The Beirut property development company Solidere has denied rumours that the Magen Avraham Jewish Synagogue in Wadi Abu Jamil is to be demolished: “We are keen on keeping the heart of the capital as a symbol of the crossroads of the Lebanese from various religions”, they declared.
Lebanese National News Agency 8 April, 2008: The Company “Solidere” announced in a statement today that “the news which was reported recently in some of the media on the subject of the demolition of the Maghen Avraham Synagogue located in the Wadi Abu Jamil - downtown Beirut among other buildings is quite a shame, not right and has no basis.
“It is very surprising that such a fabricated news story was put out.

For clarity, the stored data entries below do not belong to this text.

PR #298, opened 2022-08-04
Flexible playground components

### LINKED ISSUE #292: Playground components are freely attachable and detachable
__What should we do?__

In order to make the playground components, they need to be freely attachable and detachable (as other components, e.g. the palette). 

This was already spiked via https://github.com/bpmn-io/form-js/pull/253.

__Why should we do it?__

pinussilvestrus:
Closes #292 

---

This makes it possible to attach all playground components individually. This enables a mode for the playground to render nothing (by not providing `container` config) but only orchestrate the different instances. This is a requirement to create a product-specific playground version (cf. https://github.com/bpmn-io/internal-docs/issues/527).

This also makes the "actions" (download, embed) optional. 

**Overview components**

image

**Demo**

Check out [this demo](https://form-playground-demo.netlify.app/demo/) to get a feeling of what you can do with the API changes.

### DIFF
--- a/packages/form-js-playground/src/Playground.js
+++ b/packages/form-js-playground/src/Playground.js
@@ -8,10 +8,11 @@ import { PlaygroundRoot } from './components/PlaygroundRoot';
 
 /**
  * @typedef { {
- *  container: Element,
+ *  container?: Element,
  *  schema: any,
  *  data: any,
  *  editor?: { inlinePropertiesPanel: Boolean }
+ *  actions?: { display: Boolean }
  * } } FormPlaygroundOptions
  */
 
@@ -36,7 +37,9 @@ export default function Playground(options) {
 
   container.classList.add('fjs-pgl-parent');
 
-  parent.appendChild(container);
+  if (parent) {
+    parent.appendChild(container);
+  }
 
   const handleDrop = fileDrop('Drop a form file', function(files) {
     const file = files[0];
@@ -50,6 +53,16 @@ export default function Playground(options) {
       }
     }
   });
+
+  const withRef = function(fn) {
+    return function(...args) {
+      if (!ref) {
+        throw new Error('Playground is not initialized.');
+      }
+
+      fn(...args);
+    };
+  };
 
   container.addEventListener('dragover', handleDrop);
 
@@ -93,4 +106,28 @@ export default function Playground(options) {
   this.destroy = function() {
     this.emit('destroy');
   };
+
+  this.attachEditorContainer = withRef(function(node) {
+    return ref.attachEditorContainer(node);
+  });
+
+  this.attachPreviewContainer = withRef(function(node) {
+    return ref.attachFormContainer(node);
+  });
+
+  this.attachDataContainer = withRef(function(node) {
+    return ref.attachDataContainer(node);
+  });
+
+  this.attachResultContainer = withRef(function(node) {
+    return ref.attachResultContainer(node);
+  });
+
+  this.attachPaletteContainer = withRef(function(node) {
+    return ref.attachPaletteContainer(node);
+  });
+
+  this.attachPropertiesPanelContainer = withRef(function(node) {
+    return ref.attachPropertiesPanelContainer(node);
+  });
 }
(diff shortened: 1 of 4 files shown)


pinussilvestrus:
That's still requiring https://github.com/bpmn-io/form-js/pull/291 to be merged, but feel free to already have a look at the changes.

pinussilvestrus:
Ready for review now.

pinussilvestrus:
@Skaiir @barmac @philippfromme, maybe any chance to get a review for this? 🙂

barmac:
I missed this. Thanks for notice.

packages/form-js-playground/src/Playground.js
```diff
@@ -36,7 +37,9 @@ export default function Playground(options) {
 
   container.classList.add('fjs-pgl-parent');
 
-  parent.appendChild(container);
+  if (parent) {
```
barmac, line 40: This means that we should update the type definition so that `container` is optional.

barmac: Here: https://github.com/bpmn-io/form-js/pull/298/commits/5c712c143cf4e9a5b8b3b16a5562a3a46f0e5b96#diff-a7a6e2acf8e80a6b7daf321655518c1fc00e22b1b9570b93ce805db0937db1dcR11

barmac: (I can't add suggestion via GH)

packages/form-js-playground/test/spec/Playground.spec.js
```diff
@@ -207,4 +299,143 @@ describe('playground', function() {
...
+      {
+        name: 'data',
+        attachFn: 'attachDataContainer',
+        selector: 'cm-editor'
+      },
+      {
+        name: 'result',
+        attachFn: 'attachResultContainer',
+        selector: 'cm-editor'
+      },
```
barmac, line 334: Should these two have the same selector?

packages/form-js-playground/test/spec/Playground.spec.js
```diff
@@ -207,4 +299,143 @@ describe('playground', function() {
...
+          playground[attachFn](parent);
+        });
+
+        const expectedContainer = domQuery(`.${selector}`, parent);
+
+        // then
+        expect(expectedContainer).to.exist;
+
+        // cleanup
+        document.body.removeChild(parent);
```
barmac, line 389: Note that this won't fire if test case fails, so it can produce false positives. For generated test cases, it would perhaps make sense to declare a `describe` block for each template with `beforeEach` and `afterEach`.

packages/form-js-playground/test/spec/Playground.spec.js
```diff
@@ -207,4 +299,143 @@ describe('playground', function() {
...
+        });
+      });
+
+      // then
+      forEach(components, ({ selector, parent }) => {
+        expect(domQuery(`.${selector}`, parent)).to.exist;
+      });
+
+      // cleanup
+      document.body.removeChild(testContainer);
```
barmac, line 436: Same goes here for "it does not clean up when test case fails".

barmac (changes requested):
Let's make sure the test cases don't cause us pain in the future, and also make sure TS users can consume new API :)

packages/form-js-playground/test/spec/Playground.spec.js
pinussilvestrus: I thought about adding a custom class name to each Code Mirror instance. However, it was not possible (at least not clearly documented). That's why I keep things as they are; you can still handle/style each editor via parent selectors.

packages/form-js-playground/test/spec/Playground.spec.js
pinussilvestrus: Good catch! Done 👍

packages/form-js-playground/test/spec/Playground.spec.js
barmac: I was afraid that having the same selector in the tests can make us think data container is attached while it's the result container. If that's not the case, we can ignore it.

pinussilvestrus: As we now remove every container after each test, it shouldn't be the case.

pinussilvestrus: I think we are fine.

barmac (approved):
Let's merge it!

PR #299, opened 2022-08-05
docs: add build and run instructions

pinussilvestrus:
Similar to what we have in other projects.


marstamm (approved):
Makes sense, let's add it

PR #302, opened 2022-08-05
feat: use template engine mustache to render textfield

### LINKED ISSUE #247: Be able to bind inputs to readonly text

As a user I want to bind form input to readonly text, potentially formatted using Markdown.

I can model a field to bind a single variable to a readonly text representation.

We shall consider how we deal with these special _readonly_ variables; shall we still include them in the result? What SAFE properties do we want to guarantee? Cf. [blog post](https://bpmn.io/blog/posts/2022-form-js-default-values-improved-submit.html).

Re-use the existing text component to allow variable binding. This would allow to mix and match a number of variables.

__Additional context__

Originally captured in [this conversation](https://camunda.slack.com/archives/C034N0E5YCX/p1650414431837809).

----

Requested via SUPPORT-12403

Related to https://github.com/bpmn-io/form-js/issues/200

jonathanlukas:
Closes #247 

Markdown coming from the text area will now be rended against a template context if available.

[Mustache](https://github.com/janl/mustache.js/) is used as template engine which is also stated in the description of the text area now.

### DIFF
--- a/packages/form-js-editor/src/render/components/properties-panel/entries/TextEntry.js
+++ b/packages/form-js-editor/src/render/components/properties-panel/entries/TextEntry.js
@@ -51,7 +51,7 @@ function Text(props) {
 
   return TextAreaEntry({
     debounce,
-    description: 'Use Markdown or basic HTML to format.',
+    description: 'Use Markdown or basic HTML to format. You may also use Mustache Template Language.',
     element: field,
     getValue,
     id,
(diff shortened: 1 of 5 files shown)


nikku:
Thanks for your PR @jonathanlukas!

Could you add a test case to show how the binding is meant to be used?

On our end we need to clarify what template language we want to use for templating, and support that language full stack.

Mustache is a strong player due to it's safety and simplicity, but it is also fairly _opinionated_ (cf. [docs](https://github.com/janl/mustache.js)).

barmac:
Closing this as a stalled PR. Feel free to comment once you have time to look into this again.

PR #306, opened 2022-08-16
chore: rename 'values' to 'options'

### LINKED ISSUE #304: Rename the values properties to options for selection and tag fields
__What should we do?__

Rename all occurrences of "value" to "option" where actually select options (or choices) are meant.

E.g. 
Bildschirmfoto 2022-08-08 um 17 53 11

to

Bildschirmfoto 2022-08-08 um 17 55 31

respectively

Bildschirmfoto 2022-08-08 um 17 59 36

__Why should we do it?__

The value(s) of a field is/are the finally selected item(s) (the outputs), not the selectable ones. Additionally, we should stay close to the HTML standard (https://developer.mozilla.org/de/docs/Web/HTML/Element/option)

smbea:
Closes #304

We have many internal references to "values" in variables, functions and component names. I think we can keep those to make this easier and only change the displaying values

### DIFF
--- a/packages/form-js-editor/src/render/components/properties-panel/groups/ValuesGroups.js
+++ b/packages/form-js-editor/src/render/components/properties-panel/groups/ValuesGroups.js
@@ -26,7 +26,7 @@ export default function ValuesGroups(field, editField) {
   const groups = [
     {
       id: valuesSourceId,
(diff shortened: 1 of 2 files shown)


Skaiir (approved):
LGTM 👍

PR #307, opened 2022-08-17
feat: add component stress testing command

### LINKED ISSUE #288: Move component stress tests out of the main form definition & add flag to start a stress tested instance

Skaiir:
Closes #288


nikku (commented):
I like this change a lot!

image

package.json
```diff
@@ -27,7 +27,8 @@
     "start": "npm run start:pkg -- @bpmn-io/form-js",
     "start:viewer": "npm run start:pkg -- @bpmn-io/form-js-viewer",
     "start:editor": "npm run start:pkg -- @bpmn-io/form-js-editor",
-    "start:playground": "npm run start:pkg -- @bpmn-io/form-js-playground"
+    "start:playground": "npm run start:pkg -- @bpmn-io/form-js-playground",
+    "stress": "cross-env SINGLE_START=stress npm run dev -- @bpmn-io/form-js"
```
nikku, line 31: Should we rename this to `start:viewer:stress` or something?

nikku (changes requested):
Let's rename the `stress` command to follow existing patterns.

Skaiir:
@nikku Do you mean to start:viewer:stress? I think I did that.

nikku:
Perfect, did miss your change!

nikku (approved):

PR #308, opened 2022-08-17
fix: use outlines for field focus states

### LINKED ISSUE #267: Minor fix: use outlines instead of borders for input field focus states
__Describe the Bug__

Currently we use a border which we increase to 2px width when a field is focused. While the styling has been set up so that this shouldn't be much different from an outline, in some cases it causes tiny changes in page layout which make some items move around by a fraction of a pixel. This is particularly visible when tabbing around:

firefox_hvYq2SeIZq

A simple solution here would be to use `outline` instead.

__Steps to Reproduce__

- `npm run start`
- Tab around
- Watch some elements move

__Expected Behavior__

Focusing elements shouldn't affect page layout. 

__Environment__

- Host Firefox
- OS: W10 x64
- Library version: 0.7.1

Skaiir:
Closes #267

### DIFF
--- a/packages/form-js-viewer/assets/form-js.css
+++ b/packages/form-js-viewer/assets/form-js.css
@@ -189,9 +189,7 @@
 .fjs-container .fjs-button[type='reset']:focus,
 .fjs-container .fjs-textarea:focus,
 .fjs-container .fjs-select:focus {
-  outline: none;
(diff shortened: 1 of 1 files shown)


nikku (approved):
I verified it works! :muscle:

The company Solidere had recently confirmed that the Jewish synagogue will be repaired by the leaders of the Jewish community in Lebanon, who can confirm this, as well as other religious buildings in downtown Beirut, which have been renovated by their respective communities. In due time, the restoration will be implemented. The maintenance of the Jewish synagogue is within the framework of the project rebuilding downtown Beirut, which includes in the main points to maintaining the places of worship of various denominations, as well as the historic buildings and archeological sites.
Solidere asserts that one of its major objectives in the process of the revitalization of downtown Beirut is to keep the heart of the capital intact -a symbol of the crossroads of all Lebanese from different religions and sects and creeds.”Haaretz had reported on 7 April:
"The largest synagogue in Beirut is in danger of being demolished as part of a city center renovation project.
Lebanese sources involved in preserving Jewish tradition in the country published pictures last month of the desolate synagogue, Magen Avraham, and surrounding buildings.
The photos, which were taken covertly because of the proximity to government offices, show that buildings in the area are in the process of being demolished. The roof of a building next to the synagogue has been dismantled, which some fear is the first stage of that building's destruction. At this point, the synagogue itself does not appear to have been damaged.
However, the Lebanese sources said that widespread demolition is taking place even though the structures in the area had previously been declared designated for preservation.
The renovation of central Beirut is being carried out by the Lebanese construction company Solidere, in which the Hariri family own shares.
Magen Avraham has been left desolate for about 20 years. The Jewish community, which constitutes one of the 19 official religious communities in Lebanon and at various points included tens of thousands of people, pretty much disappeared from the country in the 1980s.
Sources have told Haaretz that there are still Jews living in Lebanon, but only a few admit their religious identity, fearing they would be harmed if their neighbors discovered they were Jewish.
The community's silence is a problem when it comes to Jewish communal property. The head of the Jewish community apparently lives abroad, and it is not clear who is in fact running communal affairs. (...)
It is not clear whether the synagogue belongs to the Jewish community or has been sold to private owners.